Only one stretch of the records below is wanted: the lines from the one holding "remote module loading" through the one holding "feature, bugfix". Return it exactly, both ends included.
=== Given data ===
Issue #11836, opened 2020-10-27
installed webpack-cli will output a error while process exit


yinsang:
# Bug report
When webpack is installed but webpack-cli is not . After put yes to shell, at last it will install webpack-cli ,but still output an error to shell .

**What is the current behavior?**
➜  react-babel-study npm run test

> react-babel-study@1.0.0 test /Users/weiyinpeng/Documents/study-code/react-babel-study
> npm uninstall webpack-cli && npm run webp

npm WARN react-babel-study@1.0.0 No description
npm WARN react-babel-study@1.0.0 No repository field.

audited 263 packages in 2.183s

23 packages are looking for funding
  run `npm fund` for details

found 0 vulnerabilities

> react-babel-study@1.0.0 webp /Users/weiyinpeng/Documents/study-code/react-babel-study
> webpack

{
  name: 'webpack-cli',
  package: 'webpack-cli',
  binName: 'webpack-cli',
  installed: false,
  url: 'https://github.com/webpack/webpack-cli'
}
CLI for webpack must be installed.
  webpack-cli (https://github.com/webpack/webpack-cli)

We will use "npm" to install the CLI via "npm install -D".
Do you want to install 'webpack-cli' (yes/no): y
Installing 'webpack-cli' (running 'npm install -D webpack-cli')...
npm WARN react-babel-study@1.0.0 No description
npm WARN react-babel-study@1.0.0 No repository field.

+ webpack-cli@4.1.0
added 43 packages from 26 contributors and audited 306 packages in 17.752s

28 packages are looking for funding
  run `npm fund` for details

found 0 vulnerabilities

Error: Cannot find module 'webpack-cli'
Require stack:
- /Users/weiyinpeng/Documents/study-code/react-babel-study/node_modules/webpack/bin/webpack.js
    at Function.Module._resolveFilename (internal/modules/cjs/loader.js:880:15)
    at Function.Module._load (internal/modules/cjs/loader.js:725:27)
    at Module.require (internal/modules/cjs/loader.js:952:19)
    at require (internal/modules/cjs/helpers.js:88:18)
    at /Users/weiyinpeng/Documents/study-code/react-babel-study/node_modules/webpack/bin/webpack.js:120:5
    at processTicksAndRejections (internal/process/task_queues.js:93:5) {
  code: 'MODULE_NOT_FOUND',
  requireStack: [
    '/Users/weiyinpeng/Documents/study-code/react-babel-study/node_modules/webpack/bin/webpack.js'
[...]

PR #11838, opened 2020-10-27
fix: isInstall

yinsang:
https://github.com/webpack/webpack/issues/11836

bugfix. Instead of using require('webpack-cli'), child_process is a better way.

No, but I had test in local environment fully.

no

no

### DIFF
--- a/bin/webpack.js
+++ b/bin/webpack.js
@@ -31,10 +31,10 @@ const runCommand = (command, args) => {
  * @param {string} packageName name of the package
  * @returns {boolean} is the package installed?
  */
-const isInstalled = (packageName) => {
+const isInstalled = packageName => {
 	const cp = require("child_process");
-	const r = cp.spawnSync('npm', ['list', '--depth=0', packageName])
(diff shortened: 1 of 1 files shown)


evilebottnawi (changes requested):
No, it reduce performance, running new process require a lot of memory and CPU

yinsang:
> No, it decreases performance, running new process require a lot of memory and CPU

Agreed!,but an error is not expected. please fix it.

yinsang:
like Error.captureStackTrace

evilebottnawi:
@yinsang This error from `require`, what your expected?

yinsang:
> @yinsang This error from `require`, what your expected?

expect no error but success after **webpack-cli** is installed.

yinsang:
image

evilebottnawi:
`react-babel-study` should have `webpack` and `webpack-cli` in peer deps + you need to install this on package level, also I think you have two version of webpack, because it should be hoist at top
===
=== Given data ===
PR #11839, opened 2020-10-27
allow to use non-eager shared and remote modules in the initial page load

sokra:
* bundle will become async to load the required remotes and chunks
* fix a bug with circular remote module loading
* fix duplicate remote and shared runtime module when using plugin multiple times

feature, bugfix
===
=== Given data ===
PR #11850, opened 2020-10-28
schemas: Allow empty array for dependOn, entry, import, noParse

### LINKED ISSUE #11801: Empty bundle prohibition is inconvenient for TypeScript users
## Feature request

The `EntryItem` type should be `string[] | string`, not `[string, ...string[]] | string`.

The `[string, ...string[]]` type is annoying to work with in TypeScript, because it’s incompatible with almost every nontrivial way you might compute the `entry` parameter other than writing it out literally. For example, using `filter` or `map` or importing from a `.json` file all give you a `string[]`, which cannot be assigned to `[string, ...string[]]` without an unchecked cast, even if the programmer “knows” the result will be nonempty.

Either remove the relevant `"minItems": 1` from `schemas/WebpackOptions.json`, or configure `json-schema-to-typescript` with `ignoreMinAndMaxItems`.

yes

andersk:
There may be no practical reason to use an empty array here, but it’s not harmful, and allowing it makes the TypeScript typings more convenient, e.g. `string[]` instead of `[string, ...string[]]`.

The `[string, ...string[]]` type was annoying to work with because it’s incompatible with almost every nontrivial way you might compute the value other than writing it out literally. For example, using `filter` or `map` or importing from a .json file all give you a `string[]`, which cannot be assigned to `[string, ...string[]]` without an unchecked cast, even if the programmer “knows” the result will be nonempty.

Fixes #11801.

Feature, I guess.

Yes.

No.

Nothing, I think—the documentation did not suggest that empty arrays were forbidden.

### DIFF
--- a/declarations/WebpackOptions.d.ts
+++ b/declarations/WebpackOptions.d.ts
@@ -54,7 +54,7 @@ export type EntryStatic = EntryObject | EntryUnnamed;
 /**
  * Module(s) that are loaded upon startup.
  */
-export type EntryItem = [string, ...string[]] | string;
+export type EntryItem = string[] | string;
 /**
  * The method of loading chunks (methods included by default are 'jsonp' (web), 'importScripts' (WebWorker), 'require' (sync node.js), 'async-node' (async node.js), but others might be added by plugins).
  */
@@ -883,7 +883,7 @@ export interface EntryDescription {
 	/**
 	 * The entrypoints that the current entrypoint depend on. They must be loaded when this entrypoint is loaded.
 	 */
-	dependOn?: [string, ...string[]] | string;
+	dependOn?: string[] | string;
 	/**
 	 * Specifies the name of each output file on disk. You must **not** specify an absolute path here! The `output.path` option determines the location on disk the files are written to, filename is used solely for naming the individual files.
===
Task answer -
* fix a bug with circular remote module loading
* fix duplicate remote and shared runtime module when using plugin multiple times

feature, bugfix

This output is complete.